On se rappelle la formule : « le style, c’est l’homme.» On peut la comprendre d’au moins deux manières. L’homme crée son style ou bien le style génère l’homme, en l’occurrence l’artiste. Cette deuxième hypothèse est séduisante en ce qu’elle pose l’effectivité du style au carrefour de plusieurs chemins, où finalement le style prend l’homme dans un mouvement tourbillonnaire et l’emporte vers ce qu’il sera.
Le style de Monné Bou, c’est bien entendu le jet, cet exercice d’énergie, de vigueur, de justesse qui fait de sa peinture une performance à la fois physique, intellectuelle et esthétique. Physique, la technique du geste l’est parce qu’elle frappe sa cible à distance comme un tireur à l’arc. Intellectuel, le geste de Monné Bou l’est en ce qu’il est le fragment d’une idée à circonscrire à la face du tableau qu’il vient frapper.
Esthétique : Monné Bou est un maître de la couleur qu’il sait mettre en musique.

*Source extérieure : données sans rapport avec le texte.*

PR #43, opened 2020-09-08
Make snippet placeholders syntactically less problematic

juliusv:
The current placeholders wrapped in <> brackets would cause the linter to
believe that all kinds of things were wrong, because < and > are also
binary operators. Furthermore, it actually leads to a JS error when wanting
to autocomplete in the second field of the histogram_quantile() snippet,
but I couldn't track down why yet. It's definitely linter-related though,
as the JS error only happens with the linter enabled. This change at least
avoids that common situation for now.

### DIFF
--- a/src/lang-promql/complete/hybrid.ts
+++ b/src/lang-promql/complete/hybrid.ts
@@ -59,16 +59,16 @@ const autocompleteNode: { [key: string]: AutoCompleteNode } = {
 
 const snippets: readonly SnippetSpec[] = [
   {
-    keyword: 'sum(rate(<input vector>[5m]))',
-    snippet: 'sum(rate(${<input vector>}[5m]))',
+    keyword: 'sum(rate(__input_vector__[5m]))',
+    snippet: 'sum(rate(${__input_vector__}[5m]))',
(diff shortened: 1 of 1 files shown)


juliusv:
@Nexucis Going to merge for now, please take a look after you're back from vacation :)

Nexucis:
Maybe escaping the characters would be a bit more elegant ? Not sure it would work better.

I'm fine with these changes. At least we should put a comment here to explain and say what should be done when a new snippet is creating. Just in order to avoid this situation again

De son propre aveu, l’artiste en est venu à cette forme de culture par sa volonté de rupture avec l’académiste et par une exigence d’innovation.
Pour autant, il n’a pas choisi les voies tranquilles et confortables sans risque ni audace. Il a plutôt choisi la voie des acrobates, celle des funambules qui sur un fil dressé, prennent le risque de se rater. Il a choisi le chemin de l’épreuve et du défi à lui-même.
Ce chemin passe par la concentration qui aligne le corps et l’esprit et qui fait du geste pictural un jaillissement de tâches.
Monné Bou ne laisse pas ses tâches jetées au hasard des agencements aléatoires comme l’ont fait certains peintres abstraits, notamment les expressionnistes. Il prend sur lui de les recadrer pour faire surgir la luminosité des traits et des lignes qui arrivent comme une main amie qui vient vous sortir du brouillard de la nuit.
On peut dire : Monné Bou ! C’est technique. C’est vrai que tout l’art n’est pas dans la technique et toute technique n’est pas artistique. Mais lorsque la technique se met au service de l’idée, de l’émotion, du beau ; lorsque la technique est vivante, jamais assurée mais toujours ouverte sur le travail et la recherche ; lorsque la technique intègre le risque de l’échec, et épouse la symphonie des lignes mélodiques de la couleur, elle exprime quelque chose de fondamentalement humain qui a à voir avec le sublime : cette apparition troublante, effrayante même qui nous ravit tout en nous renvoyant à notre éternelle fragilité. Il y va de ce mélange subtile du risque et de l’assurance dans l’œuvre de Monné Bou, le peintre de l’homme et de la nature qui cultive un sens du graphisme éblouissant.